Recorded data
◇ ◇ ◇ ◇ ◇ ◇ ◇

PR #4595, opened 2023-02-24
Scope CasaCasesController actions by organization

### LINKED ISSUE #4063: Limit casa case controller method permissions to the case's organization
- volunteers
 - supervisors
 - admins

**Description**
Make sure all the methods in [`app/policies/casa_case_policy.rb `](https://github.com/rubyforgood/casa/blob/main/app/policies/casa_case_policy.rb ) contain some logic to prevent casa case access from users belonging to a different organization. 

Fix / Update tests if needed

See [`app/policies/application_policy.rb`](https://github.com/rubyforgood/casa/blob/main/app/policies/application_policy.rb) for helper methods
See https://github.com/varvet/pundit

_QA Login Details:_  

Login Emails: 

### Questions? Join Slack!

crespire:
Resolves #4063 

### What changed, and why?
We changed the behaviour of ApplicationPolicy's `same_org?` method to check for a variety of record object types. Previously, the method assumed that a record always had a `casa_org` association. While this was true for some types of records, other types of records needed other ways to check the `casa_org`.

Additionally, to maintain the ability to `authorize Model`, the method returns `true` in the case of record being a model. This effectively means that the authorization is purely based on a user's role (volunteer, supervisor or admin). In some cases, this is necessary because there is no model instance to verify against. As an example, the `CasaCasesController#index` method effectively only tests for a user's role. However, because the index method uses a `policy_scope`, we feel this is acceptable.

Finally, the previous approach also always authorized actions when record was `nil`. This seemed like a bad idea, so the behaviour has been updated to deny `nil` record authorizations by default.

These changes then necessitated changes to `CasaCasePolicy`.

There are two things we'd like to call out as part of this PR:
1. There is a TODO comment on line 120 of the `CasaCasePolicy` file related to Supervisors and the `new` Casa Case action.
2. In `CasaCasePolicy` on line 103, the `save_emancipation?` policy is available for every user role as part of the same organization.
  a. Should any user type be authorized?
  b. Should volunteers have to be assigned to the case? Currently, any volunteer can make changes.

- Volunteer permissions: Should be scoped to the organization.
- Supervisor permissions: Should be scoped to the organization.
- Admin permissions: Should be scoped to the organization.

`CaseCasePolicy` has additional test cases added. Various tests had their expectations updated due to the change in the `set_casa_case` method.


app/controllers/casa_cases_controller.rb
```diff
@@ -140,12 +140,9 @@ def copy_court_orders
   def set_casa_case
     @casa_case = current_organization.casa_cases.friendly.find(params[:id])
   rescue ActiveRecord::RecordNotFound
-    if params[:action] != "show"
```
dpaola2, line 143: Why is this removed?

app/policies/casa_case_policy.rb
```diff
@@ -31,38 +31,37 @@ def sibling_cases
...
-  alias_method :update_judge?, :admin_or_supervisor_or_volunteer?
-  alias_method :update_court_report_due_date?, :admin_or_supervisor_or_volunteer?
-  alias_method :update_court_orders?, :admin_or_supervisor_or_volunteer?
+  alias_method :update_case_number?, :is_admin_same_org?
+  alias_method :update_case_status?, :is_admin_same_org?
+  alias_method :update_court_date?, :admin_or_supervisor_or_volunteer_same_org?
+  alias_method :update_hearing_type?, :admin_or_supervisor_or_volunteer_same_org?
+  alias_method :update_judge?, :admin_or_supervisor_or_volunteer_same_org?
+  alias_method :update_court_report_due_date?, :admin_or_supervisor_or_volunteer_same_org?
+  alias_method :update_court_orders?, :admin_or_supervisor_or_volunteer_same_org?
```
dpaola2, line 64: I wonder if using `alias_method` here is the right approach. If it is, we should probably do it for most of the calls that simply return the value of another method call. If not, we shouldn't use it at all.

app/policies/casa_case_policy.rb
```diff
@@ -89,35 +88,44 @@ def permitted_attributes
...
   end
 
   def index?
-    admin_or_supervisor_or_volunteer?
+    admin_or_supervisor_or_volunteer_same_org?
   end
 
   alias_method :show?, :same_org_supervisor_admin_or_assigned?
-  alias_method :save_emancipation?, :index?
+  alias_method :save_emancipation?, :index? # Should this be the same as edit?
```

◇ ◇ ◇ ◇ ◇ ◇ ◇

◆ WHAT TO DO ◆
Up to and including the line with "Additionally, to maintain", output each line of the entries above exactly, starting from the first.

◆ COMPLETED TASK ◆
PR #4595, opened 2023-02-24
Scope CasaCasesController actions by organization

### LINKED ISSUE #4063: Limit casa case controller method permissions to the case's organization
- volunteers
 - supervisors
 - admins

**Description**
Make sure all the methods in [`app/policies/casa_case_policy.rb `](https://github.com/rubyforgood/casa/blob/main/app/policies/casa_case_policy.rb ) contain some logic to prevent casa case access from users belonging to a different organization. 

Fix / Update tests if needed

See [`app/policies/application_policy.rb`](https://github.com/rubyforgood/casa/blob/main/app/policies/application_policy.rb) for helper methods
See https://github.com/varvet/pundit

_QA Login Details:_  

Login Emails: 

### Questions? Join Slack!

crespire:
Resolves #4063 

### What changed, and why?
We changed the behaviour of ApplicationPolicy's `same_org?` method to check for a variety of record object types. Previously, the method assumed that a record always had a `casa_org` association. While this was true for some types of records, other types of records needed other ways to check the `casa_org`.

Additionally, to maintain the ability to `authorize Model`, the method returns `true` in the case of record being a model. This effectively means that the authorization is purely based on a user's role (volunteer, supervisor or admin). In some cases, this is necessary because there is no model instance to verify against. As an example, the `CasaCasesController#index` method effectively only tests for a user's role. However, because the index method uses a `policy_scope`, we feel this is acceptable.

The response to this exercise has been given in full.